Estas fueron las palabras de una persona que estuvo en prisión que me marcaron mucho cuando platiqué con él acerca de cómo había sido su vida en la cárcel. No es un caso aislado. En él podemos ver los datos reflejados en la vida de una persona. Es un hombre joven de 31 años de edad, que estuvo 10 años en prisión por el delito de robo, con educación básica, que tiene que mantener a su familia, que ha vivido con ingresos bajos y que ni siquiera, después de año y medio de compurgar tiene su INE, ese documento oficial que ha sido requisito e impedimento para conseguir un empleo formal.
Esto es lo que muchas veces les espera cuando salen. Incluso hay quienes les da miedo quedar libres, porque no saben lo que les espera. Las empresas que ofrecen trabajo a las personas que estuvieron en prisión son muy pocas, y cuando les llegan a pedir documentos oficiales, se les complica todavía más, ya que las instituciones tardan meses o años en brindarles lo básico que tendría cualquier otro ciudadano para salir adelante. Otras les solicitan constancia de antecedentes no penales. Sin mencionar que esto último, es un acto de discriminación.

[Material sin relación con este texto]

PR #818, opened 2026-06-17
Improve Qwen3-Omni thinker text-only decode throughput on H100

luojiaxuan:
## Summary

- Add env-gated per-step/build profiling for the Qwen3-Omni thinker decode path.
- Add an env-gated text-only decode MRoPE fast path that reuses decode positions instead of rebuilding/copying tiny CPU MRoPE tensors each step.
- Treat `MultimodalInputs(mm_items=[])` with zero `mrope_position_delta` as text-equivalent; nonzero delta and real multimodal inputs still use the original path.

## H100 Findings

Fixed-concurrency diagnostic result, before the full SLO-constrained throughput sweep:

- Setup: Qwen3-Omni thinker, BF16, TP=2, H100 GPU4/5 NV18, c32 text-only decode, `thinker_memory_fraction=mem_fraction_static=0.55`, CUDA graph hit rate 1.000.
- MRoPE text-only decode fast path:
  - Throughput: 3858.4 -> 4085.7 tok/s (+5.9%).
  - Step: 7.68 -> 7.30 ms.
  - Build: 0.61 -> 0.26 ms.
  - MRoPE: 0.37 -> 0.03 ms.
  - Forward stayed flat: ~6.45 -> ~6.43 ms.
- Companion custom all-reduce result is covered by #783, not reimplemented in this PR:
  - NCCL stable control: ~4034 tok/s.
  - custom-AR: 4440.6 tok/s mean / 4466.1 tok/s median (+10-11%).
  - Step/forward: ~7.31/6.45 ms -> ~6.68/5.85 ms.

## Metric Framing

The target metric should be SLO-constrained throughput, not raw tok/s or standalone latency. This PR contributes a low-risk host/build reduction that improves fixed-c32 decode throughput while preserving CUDA graph hit rate. The next benchmark should add p95 ITL/TTFT and a c16/c24/c32/c40/c48 sweep to report max sustainable tok/s under a fixed streaming latency budget.

## Validation

- `PYTHONPYCACHEPREFIX=/tmp/sglang-omni-pycache python3 -m py_compile sglang_omni/model_runner/base.py tests/unit_test/model_runner/test_base_hooks.py`
- `git diff --check`
- Container smoke test for MRoPE zero-delta/nonzero-delta behavior.
- H100 c32 A/B logs:
  - `/data/luojiaxuan/h100-host-scheduler-runs/20260617-mrope-ab2/`
  - `/data/luojiaxuan/h100-host-scheduler-runs/20260617-custom-ar-ab/`

Note: host-side `python3 -m pytest tests/unit_test/model_runner/test_base_hooks.py -q` could not run because `pytest` is not installed in the host Python environment.

### DIFF
--- a/sglang_omni/model_runner/base.py
+++ b/sglang_omni/model_runner/base.py
@@ -7,6 +7,7 @@ pass, sampling, logit post-processing, and output extraction.
 from __future__ import annotations
 
 import logging
+import threading
 import time
 from dataclasses import dataclass
 from typing import Any
@@ -26,6 +27,7 @@ from sglang_omni.scheduling.types import (
 from sglang_omni.utils.env import env_flag
 
 logger = logging.getLogger(__name__)
+_FORWARD_BATCH_MROPE_PATCH_LOCK = threading.Lock()
 
 
 def _current_sglang_sampling_backend() -> str | None:
@@ -112,6 +114,8 @@ class ModelRunner:
         self._mrope_patch_enabled: bool = self._build_profile_on or env_flag(
             "SGLANG_OMNI_FAST_MROPE_DECODE"
         )
+        if self._mrope_patch_enabled:
+            self._install_forward_batch_mrope_patch()
 
     def _next_host_staging(self, device_staging: torch.Tensor) -> torch.Tensor:
         """Return a pinned host staging buffer mirroring ``device_staging``'s
@@ -325,9 +329,6 @@ class ModelRunner:
             ForwardBatch,
         )
 
-        if bool(getattr(self, "_mrope_patch_enabled", False)):
-            self._patch_forward_batch_mrope(ForwardBatch)
-
         if self.device.type == "cuda":
             torch.cuda.set_device(self.device)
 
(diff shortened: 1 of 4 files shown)


sglang_omni/model_runner/base.py
```diff
@@ -127,13 +148,24 @@ def execute(self, scheduler_output: Any) -> ModelRunnerOutput:
...
+        t3 = time.perf_counter() if prof else 0.0
+        out = self._finalize(
             batch_result,
             forward_batch,
             schedule_batch,
             model_worker_batch,
             scheduler_output,
         )
+        if prof:
+            self._last_phase = {
```
yxs, line 189: `_last_phase` is written only by the synchronous `execute()`; the async-decode `execute_launch` / `execute_resolve` path never sets it. Once `_event_loop_overlap` (which calls `_record_step_phase`) runs the async path, `_record_step_phase` always falls into the `last_phase is None` else-branch (after `omni_scheduler.py`) — build/forward/post/finalize all record 0, the whole step time lands in `stream`, yet `[step phases]` still prints `gpu=<forward>=0.00 ... host_post=...`. So anyone profiling the real overlap/async serving path gets wrong GPU/host attribution (forward=0 doesn't mean forward was free).

sglang_omni/model_runner/base.py
```diff
@@ -75,6 +77,16 @@ def __init__(self, tp_worker: Any, output_processor: Any):
...
         self._async_query_miss: int = 0
+        self._phase_on: bool = bool(os.environ.get("SGLANG_OMNI_PHASE_PROFILE"))
+        self._phase_sync: bool = bool(os.environ.get("SGLANG_OMNI_PHASE_SYNC"))
+        self._last_phase: dict[str, Any] | None = None
+        self._build_profile_on: bool = bool(
+            os.environ.get("SGLANG_OMNI_BUILD_PROFILE")
+        )
+        self._last_build_phase: dict[str, float] | None = None
+        self._mrope_patch_enabled: bool = self._build_profile_on or bool(
+            os.environ.get("SGLANG_OMNI_FAST_MROPE_DECODE")
```
yxs: `bool(os.environ.get("..."))` is True for any non-empty string, including `"0"` and `"false"`. So `SGLANG_OMNI_FAST_MROPE_DECODE=0` does **not** disable the fast path — and this is a user-facing toggle that changes the mrope path, exactly the case where someone A/B-testing or debugging would set `=0`. The idiom appears ~10× across the two files.

sglang_omni/model_runner/base.py
```diff
@@ -261,12 +299,100 @@ def _build_forward_batch(self, scheduler_output: Any):
...
+                "mrope": float(
+                    getattr(forward_batch, "_sglang_omni_mrope_seconds", 0.0)
+                ),
+                "mrope_fast": float(
+                    bool(getattr(forward_batch, "_sglang_omni_mrope_fast", False))
+                ),
+            }
         return forward_batch, schedule_batch, model_worker_batch, is_prefill
 
+    def _patch_forward_batch_mrope(self, forward_batch_cls: Any) -> None:
```
yxs, line 383: `_patch_forward_batch_mrope` replaces upstream `sglang.srt.model_executor.forward_batch_info.ForwardBatch._compute_mrope_positions` (a core class omni doesn't own). Both early-returns are **silent**: `if not hasattr(...): return` and the sentinel short-circuit. If upstream renames or re-signatures the method, `SGLANG_OMNI_FAST_MROPE_DECODE=1` becomes "enabled but inert" with no log — a hard-to-diagnose silent perf regression on the next sglang bump.

sglang_omni/model_runner/base.py
luojiaxuan: Done in c939967: async launch/resolve now carries phase timings through `pending.phase` and writes `_last_phase` after finalize.

sglang_omni/model_runner/base.py
luojiaxuan: Done in c939967: replaced boolean env checks with `env_flag`, so values like `0`/`false`/`off` are parsed as disabled.

sglang_omni/model_runner/base.py
luojiaxuan: Done in c939967: missing upstream MRoPE hooks now warn once, and the already-installed path logs at debug level.

luojiaxuan (commented):
Reviewed. The profiling/MRoPE fast path is env-gated; no safe simplification found without changing diagnostic behavior.

sglang_omni/model_runner/base.py
```diff
@@ -254,6 +309,12 @@ def execute_resolve(
...
             skip_rids=skip_rids,
         )
+        if pending.phase is not None:
+            phase = dict(pending.phase)
+            phase["post"] = phase["post"] + (t_finalize0 - t_post0)
+            phase["finalize"] = time.perf_counter() - t_finalize0
+            self._last_phase = phase
+        return out
 
     def _build_forward_batch(self, scheduler_output: Any):
```
yxs, line 323: `_build_forward_batch` calls `self._patch_forward_batch_mrope(ForwardBatch)` on every build, which rewrites `_compute_mrope_positions`, a **private method on the upstream class object** `sglang.srt.model_executor.forward_batch_info.ForwardBatch`.

sglang_omni/model_runner/base.py
```diff
@@ -287,12 +354,117 @@ def _build_forward_batch(self, scheduler_output: Any):
...
+                "mrope": float(
+                    getattr(forward_batch, "_sglang_omni_mrope_seconds", 0.0)
+                ),
+                "mrope_fast": float(
+                    bool(getattr(forward_batch, "_sglang_omni_mrope_fast", False))
+                ),
+            }
         return forward_batch, schedule_batch, model_worker_batch, is_prefill
 
+    def _patch_forward_batch_mrope(self, forward_batch_cls: Any) -> None:
```
yxs, line 383: `_patch_forward_batch_mrope` uses `getattr(cls, "_sglang_omni_mrope_patch", False)` for idempotency, then non-atomically reads `original = cls._compute_mrope_positions`, installs the new method, and sets `cls._sglang_omni_mrope_patch = True`. There is no lock across these three steps. sglang's model runner is multi-process under TP>1 and build is usually single-threaded per process, so it looks safe; but this PR also introduces the async overlap path (`execute_launch`/`execute_resolve`), and the patch happens inside `_build_forward_batch`. If build ever runs under multiple threads (or multiple runners in one process each do their first build), two threads can both observe `_sglang_omni_mrope_patch=False` and each capture "the current `_compute_mrope_positions`" as `original`. The second thread captures the **patched version the first thread already installed** as `original` into `_sglang_omni_orig_compute_mrope_positions`, producing a patched-on-patched double wrapper that runs two nested try/finally + env reads per step and can corrupt the fallback chain.

luojiaxuan: Fixed. Patch installation is guarded by a module-level lock and keeps the original method stable on re-entry.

Y el problema es que ni siquiera como sociedad confiamos en que la cárcel sirva para prevenir el delito por medio de la reinserción social, tal y como lo dice el artículo 18 constitucional, sino más bien para castigar y excluir a quienes siempre han vivido de alguna forma marginados. Inconsciente o conscientemente no creemos en la reinserción social, porque si creyéramos en que las prisiones efectivamente sirven para “hacer justicia” y prevenir el delito, entonces no excluiríamos más a quienes han vivido constantemente así, porque confiaríamos que efectivamente el Estado garantiza su reinserción.
Por lo tanto, las cárceles solo generan una sensación falsa de seguridad y la reinserción solo se encuentra en el discurso y es autodidacta, no social, porque no hay políticas públicas, programas y acciones específicas que la sustenten tomando en cuenta a la persona y su contexto, porque ellos pueden cambiar, pero su barrio o comunidad que pudo haber sido un factor para la comisión del delito no.
Finalmente, es el populismo punitivo el que, a través del discurso, las iniciativas y políticas públicas promueve el uso excesivo de la cárcel como la medida más viable e inmediata para combatir la violencia y la inseguridad al hacernos creer que así se va a solucionar, estableciendo esa equivocada sensación seguridad y promoviendo injusticia y desigualdad.
Hay que apostar por iniciativas y políticas públicas que promuevan la prevención del delito, la reinserción social, y verdaderamente garanticen los derechos a todas las personas para erradicar de raíz la injusticia, la violencia y la desigualdad.